> _Exercise details_
Say how many lines in the entries contain "there", giving only the number.
(Task inputs begins)
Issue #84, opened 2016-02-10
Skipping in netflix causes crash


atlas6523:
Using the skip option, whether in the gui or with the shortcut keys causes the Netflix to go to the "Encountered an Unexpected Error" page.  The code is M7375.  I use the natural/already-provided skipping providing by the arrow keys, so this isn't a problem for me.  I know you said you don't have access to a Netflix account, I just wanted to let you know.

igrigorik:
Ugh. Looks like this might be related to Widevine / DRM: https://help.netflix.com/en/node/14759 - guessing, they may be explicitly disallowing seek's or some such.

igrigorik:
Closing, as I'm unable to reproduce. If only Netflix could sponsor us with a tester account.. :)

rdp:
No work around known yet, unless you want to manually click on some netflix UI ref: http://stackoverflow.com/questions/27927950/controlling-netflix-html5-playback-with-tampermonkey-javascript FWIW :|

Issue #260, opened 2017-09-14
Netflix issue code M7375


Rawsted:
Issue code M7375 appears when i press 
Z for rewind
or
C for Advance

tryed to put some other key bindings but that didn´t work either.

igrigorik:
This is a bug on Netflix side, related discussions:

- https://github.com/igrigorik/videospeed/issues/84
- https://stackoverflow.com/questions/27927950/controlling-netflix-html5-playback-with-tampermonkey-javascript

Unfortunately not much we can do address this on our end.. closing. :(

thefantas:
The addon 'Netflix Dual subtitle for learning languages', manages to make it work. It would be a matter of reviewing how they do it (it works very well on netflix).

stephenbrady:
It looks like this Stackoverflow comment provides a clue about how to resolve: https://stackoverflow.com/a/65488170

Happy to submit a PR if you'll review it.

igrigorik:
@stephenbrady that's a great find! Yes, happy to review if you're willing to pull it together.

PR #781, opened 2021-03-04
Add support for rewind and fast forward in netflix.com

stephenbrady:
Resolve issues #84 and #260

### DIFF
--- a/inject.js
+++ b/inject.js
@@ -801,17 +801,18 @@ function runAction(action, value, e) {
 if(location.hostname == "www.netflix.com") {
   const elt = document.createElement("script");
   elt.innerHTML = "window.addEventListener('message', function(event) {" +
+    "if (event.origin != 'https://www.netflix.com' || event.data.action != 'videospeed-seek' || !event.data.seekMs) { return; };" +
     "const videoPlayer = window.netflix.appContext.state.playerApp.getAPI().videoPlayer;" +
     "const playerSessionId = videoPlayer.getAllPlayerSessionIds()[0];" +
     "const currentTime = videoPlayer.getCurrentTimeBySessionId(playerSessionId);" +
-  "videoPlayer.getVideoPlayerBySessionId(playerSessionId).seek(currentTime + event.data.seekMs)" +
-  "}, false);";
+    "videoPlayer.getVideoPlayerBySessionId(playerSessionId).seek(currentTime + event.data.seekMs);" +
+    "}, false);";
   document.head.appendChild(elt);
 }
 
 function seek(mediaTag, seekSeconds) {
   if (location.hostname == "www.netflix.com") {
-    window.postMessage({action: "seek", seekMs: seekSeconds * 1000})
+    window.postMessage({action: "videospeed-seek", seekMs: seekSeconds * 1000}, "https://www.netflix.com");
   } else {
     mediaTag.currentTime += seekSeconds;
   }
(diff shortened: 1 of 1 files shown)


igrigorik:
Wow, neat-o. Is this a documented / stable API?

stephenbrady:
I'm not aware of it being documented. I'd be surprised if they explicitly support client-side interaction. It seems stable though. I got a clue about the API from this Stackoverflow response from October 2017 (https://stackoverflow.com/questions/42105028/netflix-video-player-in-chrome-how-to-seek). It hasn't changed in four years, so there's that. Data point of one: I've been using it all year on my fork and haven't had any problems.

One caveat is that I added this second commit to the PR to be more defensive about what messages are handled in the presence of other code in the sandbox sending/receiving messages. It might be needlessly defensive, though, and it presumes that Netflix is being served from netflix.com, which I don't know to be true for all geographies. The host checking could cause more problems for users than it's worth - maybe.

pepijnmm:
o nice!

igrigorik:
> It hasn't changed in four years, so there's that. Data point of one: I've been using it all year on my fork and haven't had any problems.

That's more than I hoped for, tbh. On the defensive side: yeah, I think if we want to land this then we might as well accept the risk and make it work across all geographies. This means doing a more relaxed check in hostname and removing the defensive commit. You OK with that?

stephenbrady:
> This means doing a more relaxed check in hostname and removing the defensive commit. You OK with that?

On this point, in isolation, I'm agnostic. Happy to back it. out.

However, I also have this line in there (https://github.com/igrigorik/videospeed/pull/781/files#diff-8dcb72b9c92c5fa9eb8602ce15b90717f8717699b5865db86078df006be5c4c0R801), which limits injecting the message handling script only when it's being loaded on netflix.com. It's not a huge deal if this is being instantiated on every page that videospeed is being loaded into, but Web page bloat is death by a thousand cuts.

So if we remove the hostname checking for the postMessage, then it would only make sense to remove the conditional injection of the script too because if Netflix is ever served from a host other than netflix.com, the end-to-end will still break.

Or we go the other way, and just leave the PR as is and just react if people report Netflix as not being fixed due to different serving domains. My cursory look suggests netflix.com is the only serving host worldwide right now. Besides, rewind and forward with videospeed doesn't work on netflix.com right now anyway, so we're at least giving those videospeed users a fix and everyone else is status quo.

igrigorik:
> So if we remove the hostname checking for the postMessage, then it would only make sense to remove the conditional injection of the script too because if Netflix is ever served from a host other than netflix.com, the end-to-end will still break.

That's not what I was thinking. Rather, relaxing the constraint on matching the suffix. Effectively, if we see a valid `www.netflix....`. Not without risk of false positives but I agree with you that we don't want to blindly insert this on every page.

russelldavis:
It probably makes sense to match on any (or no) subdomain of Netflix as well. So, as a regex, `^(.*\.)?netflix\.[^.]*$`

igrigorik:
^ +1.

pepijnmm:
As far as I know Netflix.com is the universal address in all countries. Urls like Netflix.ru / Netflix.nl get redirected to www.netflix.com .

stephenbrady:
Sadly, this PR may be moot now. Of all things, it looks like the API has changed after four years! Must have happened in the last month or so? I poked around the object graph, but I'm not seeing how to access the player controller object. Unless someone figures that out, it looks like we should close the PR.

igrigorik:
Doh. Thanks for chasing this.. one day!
(Task inputs ends)
(Task inputs begins)
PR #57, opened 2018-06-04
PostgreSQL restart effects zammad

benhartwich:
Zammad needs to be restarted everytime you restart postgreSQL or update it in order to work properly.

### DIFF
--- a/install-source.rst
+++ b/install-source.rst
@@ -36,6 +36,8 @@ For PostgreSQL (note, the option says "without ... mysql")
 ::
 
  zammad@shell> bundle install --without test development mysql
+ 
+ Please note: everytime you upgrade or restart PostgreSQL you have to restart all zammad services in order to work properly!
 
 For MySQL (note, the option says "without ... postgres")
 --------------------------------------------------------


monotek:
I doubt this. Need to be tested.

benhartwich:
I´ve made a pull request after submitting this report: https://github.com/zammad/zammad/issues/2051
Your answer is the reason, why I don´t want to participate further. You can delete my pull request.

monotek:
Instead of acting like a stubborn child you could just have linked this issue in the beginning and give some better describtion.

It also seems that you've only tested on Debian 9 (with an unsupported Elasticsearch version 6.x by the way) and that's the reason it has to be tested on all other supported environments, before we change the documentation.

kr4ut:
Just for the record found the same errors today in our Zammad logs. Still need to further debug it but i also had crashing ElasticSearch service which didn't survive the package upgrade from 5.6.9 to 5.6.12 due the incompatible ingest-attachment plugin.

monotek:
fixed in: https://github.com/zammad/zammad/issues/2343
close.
(Task inputs ends)
> _Expected answer_
3